The safety and scientific validity of this study is the responsibility of the study sponsor and investigators. Listing a study does not mean it has been evaluated by the U.S. Federal Government. Read our disclaimer for details. Identifier: NCT00514384
Recruitment Status : Completed
First Posted : August 9, 2007
Last Update Posted : December 3, 2014
Information provided by (Responsible Party):
University Hospital, Basel, Switzerland

Brief Summary:
Evaluation of serial measurement of novel biomarker for diagnosis, prognosis or therapy monitoring in patients presenting with acute decompensated heart failure.

Condition or disease
Acute Heart Failure

Detailed Description:

Background: Heart failure (HF) is a chronic and progressive illness resulting from a variety of cardiac causes, including ischemic and valvular heart disease, dilatative cardiomyopathy or hypertension.

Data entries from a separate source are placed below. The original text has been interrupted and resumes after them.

Issue #242, opened 2015-06-18
Dictionary Should/ShouldNot ContainKeyAndValue fails for null values


andymcdowall:
If you try and do an assertion against a dictionary key with a null value then Shouldly will throw a NullReferenceException:

```C#
var dictionary = new Dictionary<string,string>{ { "Key", null } };
dictionary.ShouldContainKeyAndValue("Key", "Value"); // will fail with a NullReferenceException
```

The culprits are the equality checks in `ShouldBeDictionaryTestExtensions`:
```C#
if(!dictionary[key].Equals(val))
```

andymcdowall:
Pull request #243 created for issue

PR #243, opened 2015-06-18
#242 Bugs/exception with null dictionary keys

andymcdowall:
This is a fix for issue #242 where the dictionary checks can throw NullReferenceExceptions.

I've changed the equality checks from doing `dictionary[key].Equals(value)` to a null-safe `Equals(dictionary[key],value)`. This fixes the main issue.

In addition to this I've altered the associated message generators such that they now report null values as `null` rather than `"null"`.


JakeGinnivan:
Thanks!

HF may also develop suddenly, particularly as a complication of acute myocardial infarction or as an acute exacerbation in patients with previously compensated chronic HF. Diagnosis and in-hospital management of HF is often demanding and outcome especially regarding rehospitalizations is impaired. Novel biomarker may be very helpful in assessment of diagnosis, prognosis, and severity of HF as well as for treatment monitoring.

Design: Prospective, multicenter observational study Setting: University Hospital Basel, Kantonsspital Aarau, Kantonsspital Luzern, Kantonsspital Wolhusen Patients: Patients with acute HF not requiring ICU admission

Measurement of serial biomarker (BNP, NT-proBNP, MR-proADM, ST2, hs-cTnI and Copeptin) will be performed at presentation, at 6 hours (h), 12h, 18h, 24h, at 48h, at day 6 and at hospital discharge. Follow- up will be performed at 6 Month, 1 year and 2 years.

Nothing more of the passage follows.